[WHAT TO PRODUCE]
Scan the material and copy out each line where the word "issues" occurs.
★ ★ ★ ★ ★ ★ ★
PR #2159, opened 2025-05-30
Add reconfiguration for zigbee power meter to reduce reporting

varzac:
This PR adds code to reconfigure devices supporting the powerMeter capability to reduce the minimum reporting interval.  This changes to 5 seconds instead of 1 second.  On device init, if a device is detected as having not performed this migration (based on a field set on the device datastore), and supporting the capability a 5 minute timer is started if one isn't already running.  At the end of the 5 minutes, all devices the driver knows about are checked and the reconfiguration is attempted.  When we hear a success back from the device, the migration is marked as complete.  This will be attempted at most once per device init, but won't be reattempted periodically without another eligible device being initted.  This means for offline devices, this won't be re-attempted until the driver restarts.  I think in a future release I'd like to consider a more general solution in the firmware to handle future configuration changes.

### DIFF
--- a/drivers/SmartThings/zigbee-switch/src/configurations.lua
+++ b/drivers/SmartThings/zigbee-switch/src/configurations.lua
@@ -14,9 +14,15 @@
 
 local clusters = require "st.zigbee.zcl.clusters"
 local constants = require "st.zigbee.constants"
+local capabilities = require "st.capabilities"
+local device_def = require "st.device"
 
 local ColorControl = clusters.ColorControl
 local IASZone = clusters.IASZone
+local Status = require "st.zigbee.generated.types.ZclStatus"
+
+local CONFIGURATION_VERSION_KEY = "_configuration_version"
+local CONFIGURATION_ATTEMPTED = "_reconfiguration_attempted"
 
 local devices = {
   IKEA_RGB_BULB = {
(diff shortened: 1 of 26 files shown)


drivers/SmartThings/zigbee-switch/src/configurations.lua
```diff
@@ -60,8 +63,29 @@ local devices = {
   }
 }
 
+
 local configurations = {}
 
+configurations.power_reconfig_wrapper = function(orig_function)
```
cjswedes: Is orig_function supposed to be called from this function?

drivers/SmartThings/zigbee-switch/src/configurations.lua
```diff
@@ -60,8 +63,29 @@ local devices = {
...
+  local new_init = function(driver, device)
+    local config_version = device:get_field(CONFIGURATION_VERSION_KEY)
+    if config_version == nil or config_version < driver.current_config_version then
```
cjswedes, line 93: I think we should also be using `Device:add_configured_attribute` to ensure if configure is called (I think some subdrivers do this from refresh handler) that the new configuration isn't overwritten.

drivers/SmartThings/zigbee-switch/src/configurations.lua
```diff
@@ -60,8 +63,29 @@ local devices = {
...
+          -- Increase minimum reporting interval to 5 seconds
+          device:send(clusters.ElectricalMeasurement.attributes.ActivePower:configure_reporting(device, 5, 600, 5))
+        end
+        if device:supports_server_cluster(clusters.SimpleMetering.ID) then
+          -- Increase minimum reporting interval to 5 seconds
+          device:send(clusters.SimpleMetering.attributes.InstantaneousDemand:configure_reporting(device, 5, 600, 5))
+        end
+      end
+    end
+    device:set_field(CONFIGURATION_VERSION_KEY, driver.current_config_version, {persist = true})
```
tpmanley: If we want to increase our confidence the new config gets applied then instead of setting this field here we could wait for the Configure Reporting Response command. That would help with the case where the device is offilne when when we first try to reconfigure it.

varzac: Discussing with Kianoosh he wanted to get a quick change out with small change, and then review to provide a larger change later.  I think if we want to do a more complete look at the idea of "config versions" and checking for success, I would rather do that in the lua libs for the next release so it can be used in the future with any driver, and give us more time for review/testing.

drivers/SmartThings/zigbee-switch/src/configurations.lua
varzac: lol, yes

drivers/SmartThings/zigbee-switch/src/configurations.lua
```diff
@@ -60,8 +63,29 @@ local devices = {
...
 local configurations = {}
 
+configurations.power_reconfig_wrapper = function(orig_function)
+  local new_init = function(driver, device)
+    local config_version = device:get_field(CONFIGURATION_VERSION_KEY)
+    if config_version == nil or config_version < driver.current_config_version then
+      if device:supports_capability(capabilities.powerMeter) then
+        if device:supports_server_cluster(clusters.ElectricalMeasurement.ID) then
+          -- Increase minimum reporting interval to 5 seconds
+          device:send(clusters.ElectricalMeasurement.attributes.ActivePower:configure_reporting(device, 5, 600, 5))
```
greens, line 97: I think that in the past we've run into race conditions when sending actual zigbee messages inside `init`.

drivers/SmartThings/zigbee-switch/src/test/test_all_capability_zigbee_bulb.lua
```diff
@@ -369,12 +370,31 @@ test.register_coroutine_test(
...
+      assert(mock_device:get_field("_configuration_version") == nil)
+      test.socket.zigbee:__expect_send({mock_device.id, ElectricalMeasurement.attributes.ActivePower:configure_reporting(mock_device, 5, 600, 5)})
+      test.socket.zigbee:__expect_send({mock_device.id, SimpleMetering.attributes.InstantaneousDemand:configure_reporting(mock_device, 5, 600, 5)})
+      test.socket.device_lifecycle:__queue_receive({ mock_device.id, "init" })
+      test.wait_for_events()
+      assert(mock_device:get_field("_configuration_version") == 1)
+    end,
+    {
+      test_init = function()
+        test.disable_startup_messages()
```
varzac: @aleclorimer these got included because I was testing with the lua libs main branch.  I will update these tests to not include these, but after I merge, you will need to add the two new test functions to your PR as well.

drivers/SmartThings/zigbee-switch/src/configurations.lua
varzac: Thinking about this, the only issue I could see is if this is a child device (which is a real issue, and I will need to fix).  Do you have any more context on what the issues were?

drivers/SmartThings/zigbee-switch/src/test/test_all_capability_zigbee_bulb.lua
varzac: Actually, with the way I changed these tests to work with older libs, it works for both old and new, so it doesn't require follow up.

drivers/SmartThings/zigbee-switch/src/configurations.lua
greens: there was a really old issue where the hub EUI occasionally wasn't set yet when some of these sends were called, iirc

it's possible that it has been fixed

varzac: I re-worked this to schedule a timer to then do the actual configuration.

drivers/SmartThings/zigbee-switch/src/configurations.lua
varzac: Done

varzac:
I have addressed the comments and added tests.  I will test with a couple of different physical devices at home, but barring unexpected issues there I think this is ready for review.

kianooshkarami (approved):

varzac:
Testing done:

Switched a single power meter to the driver, verified after 5 minutes new configuration was sent to the device.
Restarted driver, verified configuration does not happen again
Switched 2 more devices in quick succession, waited 5 minutes, verified both newly added devices were configured, but not the first device.
Added a device that doesn't support power meter, wait 5 minutes, verify no configuration was attempted.

drivers/SmartThings/zigbee-switch/src/configurations.lua
cjswedes: > it's possible that it has been fixed

I believe this has been fixed, at least for the driver restart case, however there is still possibilities that the value isn't present after a hub restart due to the zb radio not being up; I have not seen this actually happen though.

cjswedes (approved):

cjswedes:
There is one failed test BTW that seems related to this and should be fixed.

varzac:
> There is one failed test BTW that seems related to this and should be fixed.

Thanks, previously there was a matter test failing because of the capability stuff, and so I hadn't rechecked.  This was because the channel ordering needed to be relaxed since the order we send to the devices was not deterministic.  I've also added a test to cover the case that the device configuration is at 1, which was implicitly covered by the other tests, but I made an explicit one.

drivers/SmartThings/zigbee-switch/src/configurations.lua
varzac: Ok, @tpmanley I decided this was a good idea, so I made the change to only bump the version on success.  This does mean that these devices will re-try this on every driver restart, but that seems acceptable to me, given that it will only happen once per restart, and with the 5 minute timer, drivers in a restart loop won't be sending these.

varzac:
Ok I have re-run all on target tests with the success status check as well as added several tests to cover different outcomes of the configure reporting response.  Technically there are some edge cases (specifically if there is a different configuration that happens while waiting for the response that is a success, but then this request is a failure), but they are unlikely enough, that I think that if any device hits it and stays on the older reporting, I consider that an acceptable outcome for a driver only addressing of this change.

drivers/SmartThings/zigbee-switch/src/configurations.lua
```diff
@@ -60,8 +66,94 @@ local devices = {
...
+    end
+  end
+end
+
+configurations.power_reconfig_wrapper = function(orig_function)
+  local new_init = function(driver, device)
+    local config_version = device:get_field(CONFIGURATION_VERSION_KEY)
+    if config_version == nil or config_version < driver.current_config_version then
+      if driver._reconfig_timer == nil then
+        driver._reconfig_timer = driver:call_with_delay(5*60, configurations.check_and_reconfig_devices, "reconfg_power_devices")
```
tpmanley: nit:

```suggestion
        driver._reconfig_timer = driver:call_with_delay(5*60, configurations.check_and_reconfig_devices, "reconfig_power_devices")
```

drivers/SmartThings/zigbee-switch/src/configurations.lua
```diff
@@ -60,8 +66,94 @@ local devices = {
...
+        if device:supports_server_cluster(clusters.SimpleMetering.ID) then
+          -- Increase minimum reporting interval to 5 seconds
+          device:send(clusters.SimpleMetering.attributes.InstantaneousDemand:configure_reporting(device, 5, 600, 5))
+          device:add_configured_attribute(instantaneous_demand_configuration)
+        end
+      end
+      device:set_field(CONFIGURATION_ATTEMPTED, true, {persist = true})
+    end
+  end
+  driver._reconfig_timer = nil
```
tpmanley, line 109: Just want to confirm I'm understanding correctly, the intention is to attempt the config at most once per device each time the driver starts up vs trying periodically in case the device comes back online?

varzac: Yes, IMO the burden of running a perpetual timer to check all these things is more overhead than it's worth for the edge case of offline devices, and they will be covered the next time the driver restarts.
★ ★ ★ ★ ★ ★ ★
[EXERCISE OUTPUT]
varzac: Thinking about this, the only issue I could see is if this is a child device (which is a real issue, and I will need to fix).  Do you have any more context on what the issues were?
I have addressed the comments and added tests.  I will test with a couple of different physical devices at home, but barring unexpected issues there I think this is ready for review.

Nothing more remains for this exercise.